I am thinking on the lines that if you have big tables and big joins happening then with 8GB of memory its quite obvious that you will get page faults as the server has to page out to make space for internal tables while joining. Hence later causing page faults.
The production DB is 30GB.
I do see some tables with Allow Page Lock disabled. I started to enable them.
I'll also see if any of the sp's are using the rowlock hint.
Thanks,
James
October 9, 2008 at 4:14 am
I enabled the allow page locks on all of the indexes.
I searched sys.syscomments and I couldn't find any sp's that used the rowlock hint.
I'm gathering the performance counters again to see if I see some improvements.
October 9, 2008 at 7:34 am
I have seen a number of my client's servers where the wmiprvse.exe process routinely exhibits excessive paging. If anyone can tell me why this may be occurring (or a way to monitor/analyze WHY it is paging) PLEASE let me know!!
Best,
Kevin G. Boles
SQL Server Consultant
SQL MVP 2007-2012
TheSQLGuru on googles mail service
October 9, 2008 at 9:33 am
TheSQLGuru (10/9/2008)
I have seen a number of my client's servers where the wmiprvse.exe process routinely exhibits excessive paging. If anyone can tell me why this may be occurring (or a way to monitor/analyze WHY it is paging) PLEASE let me know!!

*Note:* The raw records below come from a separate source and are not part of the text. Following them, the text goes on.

PR #21381, opened 2021-06-23
sci-mathematics/singular: Fix QA issues in 4.2.0_p3

kiwifb:
Bug: https://bugs.gentoo.org/797655


kiwifb:
This fix the fact that singular segfault and remove noise due to some configuration options.
It also update options passed to configure slightly, removing one that is obsolete and adding a new one.

kiwifb:
@orlitzky pinging to make sure you are aware of my issues. I am not fussy, if we find a different solution for the optimization flags.
I also have 4.2.1 in the wings on the development branch of the sage-on-gentoo overlay but I would rather solve this first.

PR #21382, opened 2021-06-23
dev-util/bear: add libfmt subslot dep

doctaweeks:
Bug: https://bugs.gentoo.org/797715


thesamesam:
I know I told you to do the exact opposite but would you mind revbumping please?

I’m sorry for the inconsistency, I’ve realised since that it’s wrong to rely on Portage’s preserved-libs and that this generally leaves the system in an inconsistent state. So if it helps, you were right!

gyakovlev:
thanks, did a revbump myself.
I swear I checked all deps for it when adding grpc/protobuf subslot operators, maybe got lost in my git dir.

PR #21388, opened 2021-06-23
add ~riscv keyword to dev-python/pillow; fix bug: #797334

HomeHongZhang:
add ~riscv keyword to dev-python/pillow, as well as some dependent packages

fixing bug: https://bugs.gentoo.org/797334


profiles/arch/riscv/package.use.mask
```diff
@@ -3,7 +3,7 @@
 
 # Marek Szuba <marecki@gentoo.org> (2021-06-22)
 # Dependencies not keyworded here yet
-dev-python/pillow imagequant test tk
+dev-python/pillow tk
```
dlan17, line 7: should have separate commit for unmask USEs for pillow, comment it well
please remember it doesn't hurt to have more commits while using git ..

PR #21390, opened 2021-06-23
l10n.eclass: Rename, support EAPI 8, split off strip-linguas

ulm:


ulm:
> _Status_: x **broken**
> 
> New issues caused by PR:"

"Deprecated eclass" as intended :smile:

eclass/plocale.eclass
```diff
@@ -0,0 +1,134 @@
...
+# @SUPPORTED_EAPIS: 6 7 8
+# @BLURB: convenience functions to handle localizations
+# @DESCRIPTION:
+# The plocale (localization) eclass offers a number of functions to more
+# conveniently handle localizations (translations) offered by packages.
+# These are meant to prevent code duplication for such boring tasks as
+# determining the cross-section between the user's set LINGUAS and what
+# is offered by the package.
+
+case ${EAPI:-0} in
```
SoapGentoo, line 18:
```suggestion
case ${EAPI} in
```

eclass/plocale.eclass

It looks like I was having issues on multiple fronts. I got some info about this process from here: http://www.computing.net/answers/windows-xp/wmiprvseexe-is-killing-my-pc/101319.html
I brought this to the attention of our system's admin who in turn installed the latest NIC drivers and sure enough the page faults virtually disappeared. There were multiple wmiprvse.exe processes running but the one that showed the extreme page faults was using the NETWORK SERVICES user name which is what lead me to believe that there was some truth in that article.
I'm still having trouble with extensive key locks. I made sure that all indexes had the use page locks check enabled. This eliminated the RID locks but increased the amount of page locks. I can't find any row lock hints except within the build in MS Report Server sp's.
Disk time is still at levels beyond comprehension.
October 9, 2008 at 3:20 pm
Well the network card thingi was good to know.
Now you have 2 problems
1. Lotsa key locks
2. High Disk Reads
If your processes are acquiring locks and keeping them for long time then you need to revisit the stored proc code to make the transactions as small as possible. With DML statements getting executed on the server, you are bound to see key locks but that should be momentarily and should disappear. I would pass on it if its not causing any blocking issues.
Secondly, run profiler to see disk read offenders.